Senators push for USDS, 18F to ramp help to states struggling with legacy tech.
Sen. Ron Wyden (D-Ore.) and 15 Democratic colleagues are asking congressional leadership to appropriate more funds for federal technology innovators to help states whose legacy IT systems are fracturing under the demand created by the COVID-19 pandemic.
Unemployment benefits systems in New York, New Jersey, Florida and elsewhere are cracking under a record number of claims. New Jersey's governor even put out a call for COBOL programmers to come and help maintain legacy IT systems.
"The COVID-19 pandemic has overwhelmed state and local government benefits systems due to unprecedented numbers of applications and outdated systems," Wyden wrote in an April 22 letter. "More than 22 million Americans have filed unemployment claims in the past four weeks alone."
Wyden wants the next COVID-19 rescue package passed by Congress to include help for struggling states, with a $50 million emergency appropriation for the U.S. Digital Service (USDS) and $25 million to the Federal Citizen Services Fund to support the Technology Transformation Services (TTS).
Additionally, Wyden is looking to cut red tape that currently binds federal-state agreements, requiring months of negotiations before federal agencies can share resources.
Wyden also wants TTS’ 18F to take a role in advising states on purchasing cloud services and permit state and local governments purchase services created by the federal government.
Ramping up USDS could be a heavy lift.

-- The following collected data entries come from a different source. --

PR #11309, opened 2023-08-11
Rework Database Storage Path Logic

browntarik:
Addresses: https://github.com/microsoft/vscode-cpptools/issues/10191


Extension/src/LanguageServer/client.ts
```diff
@@ -1294,20 +1299,35 @@ export class DefaultClient implements Client {
...
+            if (fsPath) {
+                workspaceHash = path.basename(path.dirname(fsPath))
+                legacyStoragePath = fsPath;
             }
         }
 
-        if (!storagePath) {
-            storagePath = this.RootPath ? path.join(this.RootPath, "/.vscode") : "";
+        if (!legacyStoragePath) {
+            legacyStoragePath = this.RootPath ? path.join(this.RootPath, "/.vscode") : "";
```
bobbrow: remove the `/` from the second parameter.

Extension/src/common.ts
```diff
@@ -1300,6 +1300,31 @@ export function isValidIdentifier(candidate: string): boolean {
     return true;
 }
 
+export function getBaseStoragePath(){
```
bobbrow: run the formatter and linter on this file

Extension/src/common.ts
```diff
@@ -1300,6 +1300,31 @@ export function isValidIdentifier(candidate: string): boolean {
     return true;
 }
 
+export function getBaseStoragePath() {
```
sean-mcmanus: Should this function be declared with a return type?

Extension/src/common.ts
```diff
@@ -1300,6 +1300,31 @@ export function isValidIdentifier(candidate: string): boolean {
...
+        default: // Linux
+            defaultCachePath = "\\vscode-cpptools\\";
+            pathEnvironmentVariable = process.env["XDG_CACHE_HOME"];
+            if (!pathEnvironmentVariable) {
+                pathEnvironmentVariable = os.homedir();
+            }
+            break;
+    }
+
+    const result: string | undefined = pathEnvironmentVariable?.concat(defaultCachePath);
```
sean-mcmanus: Can this be directly returned instead of saving it to a result variable?

sean-mcmanus: Can you use path.join and remove the beginning \\ from the strings?

Extension/src/LanguageServer/client.ts
```diff
@@ -539,6 +540,8 @@ export interface TextDocumentWillSaveParams {
 interface InitializationOptions {
     packageVersion: string;
     extensionPath: string;
+    baseStoragePath: string | undefined;
```
sean-mcmanus: The other code puts legacyStoragePath before baseStoragePath? Can you do that make it consistent?

sean-mcmanus: Well, the native side puts legacyStoragePath after baseStoragePath so maybe that should be done instead.

Extension/src/LanguageServer/client.ts
```diff
@@ -1294,20 +1299,34 @@ export class DefaultClient implements Client {
...
         if (workspaceFolder && vscode.workspace.workspaceFolders && vscode.workspace.workspaceFolders.length > 1) {
-            storagePath = path.join(storagePath, util.getUniqueWorkspaceStorageName(workspaceFolder));
+            legacyStoragePath = path.join(legacyStoragePath, util.getUniqueWorkspaceStorageName(workspaceFolder));
+        }
+
+        this.legacyStoragePath = legacyStoragePath;
+        this.baseStoragePath = baseStoragePath;
+
+        if (baseStoragePath && workspaceHash) {
+            storagePath = baseStoragePath + workspaceHash;
```
sean-mcmanus: Can you use path.join instead of `+`?

Extension/src/common.ts
```diff
@@ -1300,6 +1300,31 @@ export function isValidIdentifier(candidate: string): boolean {
...
+export function getBaseStoragePath() {
+    let defaultCachePath: string = "";
+    let pathEnvironmentVariable: string | undefined = "";
+    switch (os.platform()) {
+        case 'win32':
+            defaultCachePath = "\\Microsoft\\vscode-cpptools\\";
+            pathEnvironmentVariable = process.env["LOCALAPPDATA"];
+            break;
+        case 'darwin':
+            defaultCachePath = "\\Library\\Caches\\vscode-cpptools\\";
```
bobbrow: It seems odd to use backslashes for paths on linux and mac.  Can you flip these to forward slashes?

Extension/src/LanguageServer/client.ts
sean-mcmanus: storagePath isn't set in the open file scenario (no workspaceHash)? Is that a bug?

sean-mcmanus (changes requested):

Extension/src/LanguageServer/client.ts
```diff
@@ -1294,20 +1299,34 @@ export class DefaultClient implements Client {
         this.rootFolder = workspaceFolder;
         this.rootRealPath = this.RootPath ? (fs.existsSync(this.RootPath) ? fs.realpathSync(this.RootPath) : this.RootPath) : "";
 
-        let storagePath: string | undefined;
+        const baseStoragePath: string | undefined = util.getBaseStoragePath();
+        let legacyStoragePath: string | undefined;
+        let storagePath: string | undefined = "";
```
michelleangela: It looks like `storagePath` can just be a string and doesn't need to be undefined too.

Extension/src/LanguageServer/client.ts
```diff
@@ -1294,20 +1299,34 @@ export class DefaultClient implements Client {
...
+
         if (workspaceFolder && vscode.workspace.workspaceFolders && vscode.workspace.workspaceFolders.length > 1) {
-            storagePath = path.join(storagePath, util.getUniqueWorkspaceStorageName(workspaceFolder));
+            legacyStoragePath = path.join(legacyStoragePath, util.getUniqueWorkspaceStorageName(workspaceFolder));
+        }
+
+        this.legacyStoragePath = legacyStoragePath;
+        this.baseStoragePath = baseStoragePath;
+
+        if (baseStoragePath && workspaceHash) {
```
michelleangela: Is `if (baseStoragePath && workspaceHash)` to check these are undefined or not empty?

sean-mcmanus:
@browntarik Just a reminder to the test the Open File scenario.

Extension/src/LanguageServer/client.ts
bobbrow: VS Code only provides a storage path when there is a folder open.  There is a "globalStorageUri" though which might always exist.

bobbrow: ~~And it looks like `storagePath` is deprecated and we should be using `storageUri` now instead.  Maybe we should fix that now while we're touching the code.~~

EDIT: nevermind. We already do.  It's just named `storagePath` in our classes.

Extension/src/LanguageServer/client.ts
```diff
@@ -1294,20 +1299,34 @@ export class DefaultClient implements Client {
...
+        if (!legacyStoragePath) {
+            legacyStoragePath = this.RootPath ? path.join(this.RootPath, ".vscode") : "";
         }
+
         if (workspaceFolder && vscode.workspace.workspaceFolders && vscode.workspace.workspaceFolders.length > 1) {
-            storagePath = path.join(storagePath, util.getUniqueWorkspaceStorageName(workspaceFolder));
+            legacyStoragePath = path.join(legacyStoragePath, util.getUniqueWorkspaceStorageName(workspaceFolder));
+        }
+
+        this.legacyStoragePath = legacyStoragePath;
```
sean-mcmanus: It seems like you can remove the legacyStoragePath/baseStoragePath variables if you just reference this.legacyStoragePath/this.baseStoragePath directly.

Extension/src/LanguageServer/client.ts
```diff
@@ -1294,20 +1299,34 @@ export class DefaultClient implements Client {
         this.rootFolder = workspaceFolder;
         this.rootRealPath = this.RootPath ? (fs.existsSync(this.RootPath) ? fs.realpathSync(this.RootPath) : this.RootPath) : "";
 
-        let storagePath: string | undefined;
+        const baseStoragePath: string | undefined = util.getBaseStoragePath();
+        let legacyStoragePath: string | undefined;
```
sean-mcmanus: This doesn't need to be undefined if it's initialized to "" like the storagePath is (but see my other comment about potentially removing the variable).

Extension/src/LanguageServer/client.ts
```diff
@@ -1294,20 +1299,34 @@ export class DefaultClient implements Client {
...
+        let storagePath: string | undefined = "";
+        let workspaceHash: string = "";
+
         if (util.extensionContext) {
```
michelleangela: Can this be simplified to:

```ts
        if (util.extensionContext?.storageUri?.fsPath) {
            legacyStoragePath = util.extensionContext?.storageUri?.fsPath;
            workspaceHash = path.basename(path.dirname(legacyStoragePath));
        }
```

michelleangela (changes requested):

Extension/src/LanguageServer/client.ts
sean-mcmanus: I think it can be further simplified

```TypeScript
this.legacyStoragePath = util.extensionContext?.storageUri?.fsPath ?? "";
if (!this.legacyStoragePath.empty()) {
    workspaceHash = path.basename(path.dirname(this.legacyStoragePath));
}
```

That's with the local variable removed and avoid multiple calls to util.extensionContext.

Extension/src/LanguageServer/client.ts
browntarik: Can you give an example?

Extension/src/LanguageServer/client.ts
browntarik: not empty

Extension/src/LanguageServer/client.ts
browntarik: I don't think this accounts for multiple workspace folders. See:

     if (workspaceFolder && vscode.workspace.workspaceFolders && vscode.workspace.workspaceFolders.length > 1) {
            legacyStoragePath = path.join(legacyStoragePath, util.getUniqueWorkspaceStorageName(workspaceFolder));
      }

Extension/src/LanguageServer/client.ts
michelleangela: Should it use `empty()` to check if the string is not empty?

Extension/src/common.ts
```diff
@@ -1300,6 +1300,33 @@ export function isValidIdentifier(candidate: string): boolean {
     return true;
 }
 
+export function getBaseStoragePath(): string | undefined {
+    let defaultCachePath: string = "";
+    let pathEnvironmentVariable: string | undefined = "";
```
michelleangela: `let pathEnvironmentVariable: string | undefined` can be left uninitialized since it can be undefined.

Extension/src/LanguageServer/client.ts
```diff
@@ -1294,20 +1299,29 @@ export class DefaultClient implements Client {
...
+            this.legacyStoragePath = this.RootPath ? path.join(this.RootPath, ".vscode") : "";
         }
+
         if (workspaceFolder && vscode.workspace.workspaceFolders && vscode.workspace.workspaceFolders.length > 1) {
-            storagePath = path.join(storagePath, util.getUniqueWorkspaceStorageName(workspaceFolder));
+            this.legacyStoragePath = path.join(this.legacyStoragePath, util.getUniqueWorkspaceStorageName(workspaceFolder));
         }
+
+
+        if ((this.baseStoragePath?.length !== undefined) && (workspaceHash.length > 0)) {
```
michelleangela: Why is this checking for length is undefined `(this.baseStoragePath?.length !== undefined)`? Is length only a number?

michelleangela (changes requested):

Extension/src/LanguageServer/client.ts
michelleangela: Can this `baseStoragePath` be only string too?

Extension/src/LanguageServer/client.ts
```diff
@@ -1294,21 +1299,26 @@ export class DefaultClient implements Client {
...
 
-        let storagePath: string | undefined;
-        if (util.extensionContext) {
-            const path: string | undefined = util.extensionContext.storageUri?.fsPath;
-            if (path) {
-                storagePath = path;
-            }
-        }
+        this.baseStoragePath = util.getBaseStoragePath();
+        this.legacyStoragePath =  "";
```
sean-mcmanus: 2 spaces before "" -- does format document work?

Extension/src/LanguageServer/client.ts
sean-mcmanus: Yes

Extension/src/LanguageServer/client.ts
```diff
@@ -925,7 +930,7 @@ export class DefaultClient implements Client {
     public get AdditionalEnvironment(): { [key: string]: string | string[] } {
         return {
             workspaceFolderBasename: this.Name,
-            workspaceStorage: this.storagePath,
+            workspaceStorage: this.legacyStoragePath,
```
Colengms: This value is used by `resolveVariables` any time the user specifies the `workspaceStorage` variable.  Shouldn't the new storage location be used here, and the legacy storage path never used anymore (except to delete an old database) ?

Colengms (changes requested):

Extension/src/LanguageServer/client.ts
sean-mcmanus: No, it's fine -- the workspaceStorage is still the workspaceStorage/legacyStoragePath -- the only thing that is changing is that we're not storing the database at that spot -- other stuff might still be stored there.

sean-mcmanus: ...if we wanted to add a databaseStoragePath or something that would be a new variable.

sean-mcmanus: My assumption is that users are not using this variable to refer to our default database location.

Colengms: If there is a reason to store our database in a different storage location, it's unclear to me why the same reasoning would not apply to anything else that similarly needs storage.

sean-mcmanus: Because it's a large file that is a cache that is potentially deletable (going to XDG_CACHE_HOME on Linux), where-as other workspace storage is supposed to be small and may not be deletable.

Colengms: Should we use a better name for the variable, then, since it's still actively used and not a 'legacy' holdover?

sean-mcmanus: Better name for what variable?

sean-mcmanus: We figured out the renaming...

Extension/src/LanguageServer/client.ts
```diff
@@ -539,6 +540,8 @@ export interface TextDocumentWillSaveParams {
 interface InitializationOptions {
     packageVersion: string;
     extensionPath: string;
+    cacheStoragePath: string | undefined;
```
michelleangela: Change `cacheStoragePath` to string. The object is not declared as optional on the language server changes so it does not need to be undefined here.

Extension/src/LanguageServer/client.ts
```diff
@@ -1617,7 +1627,9 @@ export class DefaultClient implements Client {
         const initializationOptions: InitializationOptions = {
             packageVersion: util.packageJson.version,
             extensionPath: util.extensionPath,
-            storagePath: this.storagePath,
+            storagePath: this.databaseStoragePath,
```
michelleangela: Is `storagePath` supposed to be `databaseStoragePath` so that it corresponds to the object received on the language server side?

browntarik: Thank you for catching this! This was causing a bug I couldn't figure out

Extension/src/LanguageServer/client.ts
```diff
@@ -829,7 +832,9 @@ export class DefaultClient implements Client {
     private rootPathFileWatcher?: vscode.FileSystemWatcher;
     private rootFolder?: vscode.WorkspaceFolder;
     private rootRealPath: string;
-    private storagePath: string;
+    private cacheStoragePath: string;
```
Colengms: This might not be obvious, but we create multiple instances of `client` (when using a workspace with multiple roots/folders).  As such, cacheStoragePath and databaseStoragePath probably shouldn't be client-specific, as we'll only be passing one of each value in the initialization object (sent only for the first client).  workspaceStoragePath should actually continue be specific to each client, since that is also used in `AdditionalEnvironment` (as that's used for variable expansion, which may occur in folder/client specific contexts).

I'd suggest making these two global or static.  Or, better yet, if these aren't needed for anything other than passing their values up in initializationOptions, maybe these don't need to be member variables at all.

Extension/src/LanguageServer/client.ts
```diff
@@ -1294,21 +1299,26 @@ export class DefaultClient implements Client {
...
         this.rootRealPath = this.RootPath ? (fs.existsSync(this.RootPath) ? fs.realpathSync(this.RootPath) : this.RootPath) : "";
 
-        let storagePath: string | undefined;
-        if (util.extensionContext) {
-            const path: string | undefined = util.extensionContext.storageUri?.fsPath;
-            if (path) {
-                storagePath = path;
-            }
-        }
+        this.cacheStoragePath = util.getCacheStoragePath();
```
Colengms: As alluded to in my last comment, can you move the setup of `cacheStoragePath` and `databaseStoragePath` into `createLanguageClient`, immediately before these strings are added to `initializationOptions`, since that is the only place these are used?

Colengms (dismissed):

Extension/.vscode/settings.json
```diff
@@ -37,7 +37,7 @@
     },
     "[typescript]": {
         "editor.tabSize": 4,
-        "editor.defaultFormatter": "dbaeumer.vscode-eslint",
+        "editor.defaultFormatter": "vscode.typescript-language-features",
```
michelleangela: Revert change to settings.json

Extension/src/LanguageServer/client.ts
```diff
@@ -1294,21 +1298,19 @@ export class DefaultClient implements Client {
...
         this.rootRealPath = this.RootPath ? (fs.existsSync(this.RootPath) ? fs.realpathSync(this.RootPath) : this.RootPath) : "";
 
-        let storagePath: string | undefined;
-        if (util.extensionContext) {
-            const path: string | undefined = util.extensionContext.storageUri?.fsPath;
-            if (path) {
-                storagePath = path;
-            }
-        }
+        this.workspaceStoragePath = "";
```
michelleangela: Since `this.workspaceStoragePath` is already getting assigned on line 1303 with either a value or empty value, then this first assignment can be removed.

Extension/src/LanguageServer/client.ts
```diff
@@ -1617,10 +1619,19 @@ export class DefaultClient implements Client {
             currentCaseSensitiveFileSupport.Value = workspaceSettings.caseSensitiveFileSupport;
         }
 
+        const cacheStoragePath: string = util.getCacheStoragePath();
+        let databaseStoragePath: string = "";
```
michelleangela: `databaseStoragePath` can be const via:

```ts
const databaseStoragePath: string = (cacheStoragePath.length > 0) && (workspaceHash.length > 0) ? 
    path.join(cacheStoragePath, workspaceHash) : "";
```

michelleangela (dismissed):

sean-mcmanus (approved):

michelleangela (approved):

The central USDS capacity has been decreasing rather than increasing over the past few years, as the White House and technology policy managers at the Office of Management and Budget look to push digital service capabilities out to federal agencies.
USDS was funded at $17 million in 2018 and dipped to $13 million in 2019 and $7 million in 2020, as the agency shifted in part to a reimbursable model to encourage agencies to develop native digital services. The Trump administration requested $7 million for USDS for fiscal year 2021.
Margaret Weichert, then deputy director for management at OMB, told FCW last June that a central program didn't make sense and that the real growth in digital services should be at the agency level.
"By definition a model that is utterly reliant on the White House funding pool is going to be limited. Rather than ignore that reality, we're actually refocusing on what is the core set of capabilities that come from the White House," she said.